(Excerpts from a dataset)
PR #1210, opened 2015-09-14
Changed getActiveUniforms to return sequence of GLboolean for UNIFORM…

kenrussell:
…_IS_ROW_MAJOR.

This change is based on feedback from Janusz Sobczak from Mobica.

### DIFF
--- a/specs/latest/2.0/index.html
+++ b/specs/latest/2.0/index.html
@@ -27,7 +27,7 @@
     <!--end-logo-->
 
     <h1>WebGL 2 Specification</h1>
-    <h2 class="no-toc">Editor's Draft 5 September 2015</h2>
+    <h2 class="no-toc">Editor's Draft 14 September 2015</h2>
     <dl>
         <dt>This version:
             <dd>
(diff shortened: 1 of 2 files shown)


kenrussell:

@jasomobica FYI.

Note that UNIFORM_NAME_LENGTH is elided from this table, per the section on String Length Queries.

specs/latest/2.0/index.html
```diff
@@ -2391,12 +2391,24 @@ <h2 class="no-toc">Table of contents</h2>
...
             <span class="gl-spec">(<a href="http://www.khronos.org/registry/gles/specs/3.0/es_spec_3.0.3.pdf#nameddest=section-2.11.6">OpenGL ES 3.0.3 &sect;2.11.6</a>,
             <a class="nonnormative" href="https://www.khronos.org/opengles/sdk/docs/man3/html/glGetActiveUniformsiv.xhtml">man page</a>)</span>
         <dd>
             Queries the value of the parameter named <code class="param">pname</code> for each of the uniforms within <code class="param">program</code> whose indices
-            are specified in the array of <code class="param">uniformIndices</code>.
+            are specified in the array of <code class="param">uniformIndices</code>. The type returned is the natural type for the requested
+            <code class="param">pname</code>, as given in the following table:
+            <table class="foo">
+                <tr><th>pname</th><th>returned type</th></tr>
+                <tr><td>UNIFORM_TYPE</td><td>sequence&lt;GLint&gt;</td></tr>
```
zhenyao: Should we change this to sequence<GLenum>?

kenrussell: Yes, thanks, good point. Will change this.

kenrussell:
@zhenyao addressed your review feedback.

specs/latest/2.0/index.html
jasomobica: I second that.

specs/latest/2.0/index.html
```diff
@@ -2391,12 +2391,24 @@ <h2 class="no-toc">Table of contents</h2>
...
+                <tr><td>UNIFORM_SIZE</td><td>sequence&lt;GLint&gt;</td></tr>
```
jasomobica: And this could GLuint because negative values are not allowed for UNIFORM_SIZE

kenrussell: Will be changed in the next version.

kenrussell:
Thanks for the feedback. Any further comments?

zhenyao:
LGTM

PR #1189, opened 2015-09-05
Added union type typedefs for vertexAttribI4iv and vertexAttribI4uiv.

kenrussell:

PR #1212, opened 2015-09-15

_TASK_.
Some lines in the records may hold "feedback"; state how many do, and give no more than that number.

_ANSWER AREA_.
3